Pembantaian di Nabire, TNI-Polri Kuasai Markas KKB Aibon Kogoya

Aa1xp66m 2
Aa1xp66m 2

Baku Tembak di Wilayah Nabire, Papua Tengah

Pertempuran kembali terjadi di wilayah Nabire, Papua Tengah, setelah tim gabungan TNI dan Polri melakukan penyerangan terhadap Kelompok Kriminal Bersenjata (KKB). Penyerangan ini dilakukan dalam upaya menangkap Aibon Kogoya, yang masuk dalam Daftar Pencarian Orang (DPO) dan mengaku sebagai Panglima Kodap III D Dulla.

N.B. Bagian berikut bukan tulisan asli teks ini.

PR #1454, opened 2025-01-28
fix: use admin token for privatisation

alexanderleegs:
Uses our admin token to privatise repos, to fix github's changes to disallow write tokens to change repo status.

### DIFF
--- a/src/services/db/GitHubService.ts
+++ b/src/services/db/GitHubService.ts
@@ -17,6 +17,8 @@ import logger from "@root/logger/logger"
 import { GitCommitResult } from "@root/types/gitfilesystem"
 import { GitHubRepoInfo, RawGitTreeEntry, RepoState } from "@root/types/github"
 
+import { E2E_TEST_GH_TOKEN } from "../middlewareServices/AuthenticationMiddlewareService"
+
 import * as ReviewApi from "./review"
 
 export default class GitHubService {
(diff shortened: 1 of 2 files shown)


src/services/db/GitHubService.ts
```diff
@@ -17,6 +17,8 @@ import logger from "@root/logger/logger"
 import { GitCommitResult } from "@root/types/gitfilesystem"
 import { GitHubRepoInfo, RawGitTreeEntry, RepoState } from "@root/types/github"
 
+import { E2E_TEST_GH_TOKEN } from "../middlewareServices/AuthenticationMiddlewareService"
```
seaerchin, line 20: do we actually have this token at run time or is it only during e2e on local

alexanderleegs: Run time - we currently also use it for pr approval

seaerchin (approved):

dcshzj (approved):

src/services/db/GitHubService.ts
harishv7: Not a blocker but The name of the token is very misleading

src/services/db/GitHubService.ts
```diff
@@ -861,9 +863,9 @@ export default class GitHubService {
     const endpointTemplate = urlTemplate.parse(`{siteName}`)
     const endpoint = endpointTemplate.expand({ siteName })
 
-    // Privatising a repo is restricted to repo admins - an admin token will be inserted in via our axios interceptor
+    // Privatising a repo is restricted to repo admins - our main admin token is used
     const headers = {
-      Authorization: "",
```
harishv7, line 866: How come this was previously empty? Comment seems to say this was injected by the axios interceptor 

If we are modifying to inject token here is the interceptor still needed

alexanderleegs: interceptor always exists, and inserts in the token in cases where it doesn't exist (i.e. all email login actions). normally this is just to catch the github flow, where the user's personal github token wold be used (but they would lack perms)

In this case we're using the admin token for both flows, so no change

PR #1460, opened 2025-05-21
fix: comment logic

seaerchin:
## Problem
currently, the way our comments work is getting the associated `reviewMeta` via the `pullRequestNumber` then usign that to get the `reviewId`. however, we conflate the `pullRequestNumber` (actual pr number in github) with the `reviewId` given by the user (logical id for our review request, unique across every review, even if pr number is the same)

## Solution
1. ~use `reviewId` provided by the request to both create and get comments~ -> the `reviewId` provided by the request actually isn't the `reviewId` in our database. this is the **PR number**. because of this, we have to use the `(prNumber, siteName)` tuple to extract the `reviewMeta`!!! i've added a test for this under `GET comments`
2. still preserve getting `reviewMeta` as a check to ensure that the review request exists

### DIFF
--- a/src/services/review/ReviewRequestService.ts
+++ b/src/services/review/ReviewRequestService.ts
@@ -1077,47 +1077,49 @@ export default class ReviewRequestService {
 
   createComment = async (
     sessionData: UserWithSiteSessionData,
-    pullRequestNumber: number,
+    reviewId: number,
     message: string
   ): Promise<ReviewComment> => {
     const { siteName, isomerUserId } = sessionData
 
-    logger.info(
-      `Creating comment for PR ${pullRequestNumber}, site: ${siteName}`
-    )
-    // get id of review request
+    logger.info(`Creating comment for PR ${reviewId}, site: ${siteName}`)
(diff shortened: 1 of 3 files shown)


src/services/review/ReviewRequestService.ts
```diff
@@ -1077,55 +1077,57 @@ export default class ReviewRequestService {
 
   createComment = async (
```
harishv7, line 1078: Have we updated the caller functions to pass in the right arguments?

src/services/review/ReviewRequestService.ts
```diff
@@ -1077,55 +1077,57 @@ export default class ReviewRequestService {
...
         )
         throw new DatabaseError("Error creating comment in DB")
       }
     }
-    logger.info(`No review request found for PR ${pullRequestNumber}`)
+    logger.info(`No review request found for PR ${reviewId}`)
     throw new RequestNotFoundError("Review Request not found")
   }
 
   getComments = async (
```
harishv7, line 1113: need to update the test spec files

PR #513, opened 2021-05-03
Make pest_generator / pest_derive no_std compatible.

01mf02:
This is the follow-up pull request to #498.
It adds "std" feature flags for both pest_generator and pest_derive.
Currently, the correct function of this can only be tested by running `cargo test --no-default-features` *in the `derive` directory*.
Running `cargo test --no-default-features` in the root directory unfortunately does not run the tests in no_std mode.

### DIFF
--- a/derive/Cargo.toml
+++ b/derive/Cargo.toml
@@ -15,10 +15,14 @@ readme = "_README.md"
 name = "pest_derive"
 proc-macro = true
 
+[features]
+default = ["std"]
+std = ["pest/std", "pest_generator/std"]
+
 [dependencies]
 # for tests, included transitively anyway
-pest = { path = "../pest", version = "2.1.0" }
-pest_generator = { path = "../generator", version = "2.1.0" }
+pest = { path = "../pest", version = "2.1.0", default-features = false }
+pest_generator = { path = "../generator", version = "2.1.0", default-features = false }
 
 [badges]
 codecov = { repository = "pest-parser/pest" }
--- a/derive/tests/grammar.rs
+++ b/derive/tests/grammar.rs
@@ -7,6 +7,9 @@
 // option. All files in the project carrying such notice may not be copied,
 // modified, or distributed except according to those terms.
 #![allow(unknown_lints, clippy)]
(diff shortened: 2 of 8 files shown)


CAD97:
Again, I prefer crates being unconditionally `#![no_std]` and then conditionally doing `extern crate std;` Other than that, everything looks good to me.

I was going to say that you can unconditionally use `::core` as a path for core items, but since we're emitting tokens with call-site spans, they'll have call-site edition hygiene, and as such won't have `core` available for edition=2015 without `extern crate core`. At least as I understand it, anyway.

01mf02:
Hi @CAD97, I made the tests unconditionally `no_std` as you suggested, thanks for spotting this.

I also tried using `::core` unconditionally, but unfortunately did not get this to work. The original patch (#243) used a similar technique.

01mf02:
Oh, I now remember why I originally did not make the tests unconditionally `#![no_std]`:
The reason for this is that `#![no_std]` makes `::core` accessible.
Therefore, indeed, somebody could change the code in `generator.rs` to use `::core::option::Option` everywhere and believe that everything is fine, because all tests (especially from `derive`) would still pass.
However, any regular user of the library that does *not* use `#![no_std]` would then see failures such as:

~~~
error[E0433]: failed to resolve: maybe a missing crate `core`?
  --> derive/tests/grammar.rs:17:10
   |
17 | #[derive(Parser)]
   |          ^^^^^^ not found in `core::option`
~~~

That is why I think it is not a good idea to unconditionally use `#![no_std]` in the `derive` tests.

01mf02:
Is there anything that blocks the merge of this PR?
Should I revert my changes that made the tests unconditionally `#![no_std]`?

01mf02:
@CAD97, @dragostis, what is the status on this?

luojia65:
Should this be merged? `no_std` pest can be used on operating system kernels that will not provide an `std` crate.

CAD97:
Sorry that this has sat for so long. If you fix the conflict, I think I can merge this. We're still waiting on @dragostis for a publish, though.

CAD97:
LGTM

bors: r+

PR #517, opened 2021-06-09
Add input() method to get the input field of a Span

sezna:
Hi! Thanks for making this great tool.

I'm writing a compiler, and I use `Span`s to keep track of error messages, warnings, source trees, etc. When it comes to rendering those messages, being able to get the reference to the original source directly from the `Span` is a really great feature -- otherwise I have to keep a mapping from `Span` to the original text and manage the lifetime differently.

If there is not a reason to exclude this method, could it be included in `Span`'s API?

Thanks,
Alex

### DIFF
--- a/pest/src/span.rs
+++ b/pest/src/span.rs
@@ -32,6 +32,11 @@ pub struct Span<'i> {
 }
 
 impl<'i> Span<'i> {
+    /// Get the original input that this `Span` refers to without being indexed from `start` to
+    /// `end`.
+    pub fn input(&self) -> &'i str {
+        self.input
+    }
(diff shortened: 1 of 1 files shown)


CAD97:
> manage the lifetime differently

You can use the same `'i` lifetime for both the source string and the `Span`s.

> If there is not a reason to exclude this method

Semantically, `Span` is a reference only to the subslice of the span. While currently implemented as `(&str, usize, usize)`, it could also just be represented as just `(&str)`, which would not support this method.

The advantage of the latter would be smaller `Span`s, whereas the advantage of the former is having the original full input available from each `Span`.

PR #533, opened 2021-08-21
Support left recursion syntax

Abdillah:
Add support to left recursion PEG by adding marker syntax.
Inspired by this awesome paper https://www.sciencedirect.com/science/article/pii/S0167642314000288.

# Checklist
- [x] Add single rule recursive processing.
- [x] Add single rule parser tests.
- [ ] Add multiple rule recursive processing.
- [ ] Add recursive marker syntax.
- [ ] Document the syntax.

### DIFF
--- a/pest/src/iterators/queueable_token.rs
+++ b/pest/src/iterators/queueable_token.rs
@@ -13,7 +13,7 @@
 //     increased speed when pushing to the queue
 //   * it finds its pair in O(1) time instead of O(N), since pair positions are known at parse time
 //     and can easily be stored instead of recomputed
-#[derive(Debug)]
+#[derive(Debug, Clone)]
 pub enum QueueableToken<R> {
     Start {
         end_token_index: usize,
--- a/pest/src/parser_state.rs
+++ b/pest/src/parser_state.rs
@@ -53,7 +53,7 @@ pub enum MatchDir {
 /// The complete state of a [`Parser`].
 ///
 /// [`Parser`]: trait.Parser.html
-#[derive(Debug)]
+#[derive(Debug, Clone)]
 pub struct ParserState<'i, R: RuleType> {
     position: Position<'i>,
     queue: Vec<QueueableToken<R>>,
--- a/pest/src/parser_state.rs
+++ b/pest/src/parser_state.rs
@@ -64,7 +64,7 @@ pub struct ParserState<'i, R: RuleType> {
     atomicity: Atomicity,
     stack: Stack<Span<'i>>,
 
-    recursive_play: bool,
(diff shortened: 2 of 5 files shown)


Abdillah:
There is still some problem about the loop, sometime it loops > 255 and gets panicked.
But, for a simple syntax, it is good enough.

Abdillah:
Hi @dragostis, this PR is in concept-complete and in minimal viable state, despite–I'm sure–still not covering edge cases especially in cases' validations. 

But, since this PR is actually violating PEG principle "non-backtracking", I want to know what's your opinion as, I believe, this project's maintainer.

oovm:
Any chance for merge this?

I want to try it, but I don't know how to configure

I have imported the dependence

```js
pest = { version = "2.1", git = "https://github.com/Abdillah/pest.git" }
```


```rs
expr = *{
    "(" ~ expr ~ ")"
  | expr ~ ("/"|"*") ~ expr
  | expr ~ ("+"|"-") ~ expr
}
```

```js
error parsing 
  --> 40:9
   |
40 | expr  = *{␊
   |         ^---
   |
   = expected `{`, `_`, `@`, `$`, or `!`

  --> 42:5
   |
42 |   | expr ~ ("*"|"/") ~ expr␊
   |     ^--^
   |
   = rule expr is left-recursive (expr -> expr); pest::prec_climber might be useful in this case
```

NoahTheDuke:
I wonder if using the algorithm described in [this](http://web.cs.ucla.edu/~todd/research/pepm08.pdf) paper would help the looping and backtracking issues.

CAD97:
Personally, I see PEG as a way to declaratively specify a _parser_, moreso than a grammar. This is because of its "first branch wins" behavior, which matches what you'd first write when writing a recursive descent parser. Any real use of pest as a parser generator is almost certainly going to want to [post process the pest parse tree to construct an abstract syntax tree](https://tomassetti.me/parse-tree-abstract-syntax-tree/). (You can provide an AST _view_ into a parse tree, but this is only realistically useful if you have a _concrete syntax tree_ (basically: lossless AST), rather than a parse tree.)

If we can support left recursion without the cost of extra looping/backtracking, as described in NoahTheDuke's linked paper or [the Pegged wiki](https://github.com/PhilippeSigaud/Pegged/wiki/Left-Recursion), I'm fine with merging support for left recursive rules, and removing the requirement that rules aren't left recursive. But if it requires backtracking, I'm against, even with colored rules. (Mainly, because how does it handle hidden/mutual/indirect left recursion?)

ethindp:
I too would appreciate this kind of feature. What blocks support of this being added?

Operasi tersebut dilaksanakan pada hari Minggu, 1 Maret 2026, sekitar pukul 22.40 WIT. Dalam operasi tersebut, tim gabungan TNI-Polri bekerja sama dengan Satgas Habema dan Rajawali. Awalnya, pihak aparat keamanan melakukan kontak tembak dengan KKB sebelum akhirnya berhasil menduduki markas mereka yang selama ini dikuasai.

Kepala Operasi Satgas Damai Cartenz, Brigjen Faizal Ramadhani, menjelaskan bahwa operasi ini bertujuan untuk menangkap Aibon Kogoya yang telah menjadi target utama. “Dalam operasi tersebut terjadi kontak tembak antara aparat dan KKB yang kemudian melarikan diri meninggalkan markas yang selama ini mereka kuasai,” katanya dalam pernyataannya.

Selain itu, dari hasil penggeledahan, pihak aparat berhasil menyita sejumlah senjata dan amunisi. Total 561 butir amunisi senjata api untuk berbagai kaliber, termasuk 10 magazen senjata api jenis SS1 dan AK-101, turut disita. Selain itu, ditemukan juga 12 unit telepon genggam, lima unit handy talky (HT), serta uang tunai sebesar Rp79,9 juta.

Faizal menegaskan bahwa dua dari belasan telepon genggam yang disita merupakan milik korban tewas dari penyerangan KKB, yaitu anggota Brimob Batalion C dan petugas keamanan PT Kristalin di Nabire. Ia menekankan bahwa aksi penguasaan markas KKB ini merupakan bentuk upaya pemulihan keamanan masyarakat serta wujud kehadiran negara.

“Kami akan terus melakukan pengejaran dan penegakan hukum terhadap para pelaku kelompok kriminal bersenjata hingga mereka mempertanggungjawabkan perbuatannya sesuai hukum yang berlaku,” ucapnya.

Saat ini, aparat keamanan masih melakukan pengamanan dan penyisiran di sekitar markas KKB tersebut untuk memastikan situasi sudah aman. Selain itu, Kasatgas Humas Operasi Damai Cartenz, Kombes Yusuf Sutejo, mengimbau masyarakat untuk tetap tenang dan tidak terpengaruh oleh informasi yang belum resmi.

“Kami mengimbau masyarakat agar tetap tenang dan jangan terpengaruh informasi yang belum resmi. Aparat keamanan akan bertindak tegas terhadap siapapun yang berupaya membuat kekacauan dan mengganggu stabilitas keamanan,” pungkasnya.